Sunday, June 28, 2009

Thoughts about the up-coming trip


Sunday Morning, June 28th - 11:20am

... My first thought is about my last trip to Afghanistan in 2004. It was a stressful trip that ended in a spectactularly strange manner. But it paled in comparison to the events that unfolded six months later when my entire staff was killed outside of Herat as they were completing the work I had started. Since those days I have been grief-stricken, angry, confused, determined, hopeful, desparaging, proud, ashamed, anxious and calm. I've thought about the magnificent mountain views and the lavish picnics we took on our field outings. I've thought about the lovely Afghan people, the honorable community health workers, the savory food, the wild green eyes of children, the sidewalks made with cement and crushed lapiz ... and how after it rains in Kabul the sidewalks are glistening blue ...

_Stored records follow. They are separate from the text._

PR #60, opened 2021-01-05
add serviceCategoryId to newly created draft referrals to enable better testing in dev environment

tomsmyers:

sets some static data on newly created draft referrals.

currently we will not have a way to specify the service category or service user crn until the discover/find work has commenced. this change means every newly created referral has a service category selected which allows us to use the referral form to fill in the rest of the detials.

### DIFF
--- a/server/services/interventionsService.test.ts
+++ b/server/services/interventionsService.test.ts
@@ -141,7 +141,7 @@ pactWith({ consumer: 'Interventions UI', provider: 'Interventions Service' }, pr
   })
 
   describe('createDraftReferral', () => {
-    beforeEach(async () => {
+    it('returns a newly created draft referral', async () => {
       await provider.addInteraction({
         // We're not sure what is an appropriate state here
         state: 'a draft referral can be created',
@@ -165,9 +165,7 @@ pactWith({ consumer: 'Interventions UI', provider: 'Interventions Service' }, pr
           },
         },
       })
-    })
 
-    it('returns a referral', async () => {
       const referral = await interventionsService.createDraftReferral(token)
       expect(referral.id).toBe('dfb64747-f658-40e0-a827-87b4b0bdcfed')
     })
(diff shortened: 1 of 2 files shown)


Gweaton (approved):

server/services/interventionsService.ts
```diff
@@ -60,13 +60,17 @@ export default class InterventionsService {
...
+  async createDraftReferral(token: string, initialFields?: Partial<DraftReferral>): Promise<DraftReferral> {
     const restClient = await this.createRestClient(token)
 
-    return (await restClient.post({
+    const referral = (await restClient.post({
       path: `/draft-referral`,
       headers: { Accept: 'application/json' },
     })) as DraftReferral
+
+    return initialFields === undefined || initialFields === {}
```
lawrence-forooghian, line 71: I reckon that if is just a temporary thing then we can just stick this in the controller action - I don't think we need this functionality in the service, and if we do then we should probably test it.

server/services/interventionsService.test.ts
```diff
@@ -527,6 +525,40 @@ pactWith({ consumer: 'Interventions UI', provider: 'Interventions Service' }, pr
       expect(referral.id).toBe('dfb64747-f658-40e0-a827-87b4b0bdcfed')
       expect(referral.additionalRiskInformation).toEqual('A danger to the elderly')
     })
+
+    it('returns the updated referral when setting the service category ID', async () => {
```
lawrence-forooghian, line 529: Should we have one that tests we can set the first name, too?

lawrence-forooghian (changes requested):

server/services/interventionsService.ts
tomsmyers: i think the content is temporary, but i can see this being used in the future when we are starting the referral journey with a known crn and service etc.

what do you think ?

i agree on the testing part though. i'll add something.

server/services/interventionsService.test.ts
tomsmyers: isn't there already a test for updating SU info?

lawrence-forooghian: Nope - we're just able to receive it, not set it. I just wanted the property there on the model so that I could use it in presenters.

server/services/interventionsService.ts
lawrence-forooghian: I suppose, but I kinda find it cleaner to stick with the current model of one `InterventionsService` method = one endpoint. Cos Pact tests are designed for testing a single request / response pair so we could no longer test this method with a Pact test. And it would be nice if we could keep all the tests for this class as Pact tests.

server/services/interventionsService.test.ts
lawrence-forooghian: (I've just been cheekily setting that property in the code when testing things)

server/services/interventionsService.ts
lawrence-forooghian: (Also, if we wanted to allow passing initial data, could we actually make that part of the `POST` body?)

tomsmyers: i actually initially wrote this that way. but i decided that changing the API was unnessecary since it's possible with a POST then PATCH. furthermore it makes error handling much harder. e.g. if you send the POST with invalid initial data does the referral actually get created?

lawrence-forooghian: Makes sense. I reckon the same applies here, then - there's no way of communicating to the caller of this method whether the referral got created and hence whether they need to try and recover by trying the PATCH again or by creating another referral.

tomsmyers: on the testing - i agree it makes the pact test not fully test the methods. but at the same time, limiting the logic we can have in the service layer in this way isn't ideal. i can write a normal unit test for this functionality aside from the contract tests. having the ability for a service level method to make multiple calls to achieve an 'action' like 'getOrCreate' for example, or 'createAndSet' (as we have here), or whatever, is good IMO.

server/services/interventionsService.test.ts
tomsmyers: ah i see. for now i might just remove the SU bit from the initial data, and address in another PR after george has done the work on getting SU data from ndelius. then maybe the initial data is the CRN, not SU name.

lawrence-forooghian (approved):

PR #61, opened 2021-01-06
Add usingRarDays and maximumRarDays to referral

lawrence-forooghian:

Adds the fields needed for the “Are you using RAR days for the … service?” question, with contract tests.

To allow the backend to add these fields which will be needed for an upcoming feature.


tomsmyers (commented):
LGTM - leaving open for karen to look at too

tomsmyers (approved):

But my memories are clouded by a feeling of guilt about the deaths of my colleagues. One of the young women was from my home town. I recruited her. Why I survived and she didn't will haunt me forever. I've also never understood how the firm that sent us all to Afghanistan five years ago could look at itself in the mirror ... much less use the deaths of these three young women to promote their business. It's been appalling to me. But that's their business now. I've moved on.

I am heading out to Kabul next week to work through a larger strategy for developing social marketing programs. This is an area where I know I can add value. I have more experience, a different team and time to reflect on lessons learned.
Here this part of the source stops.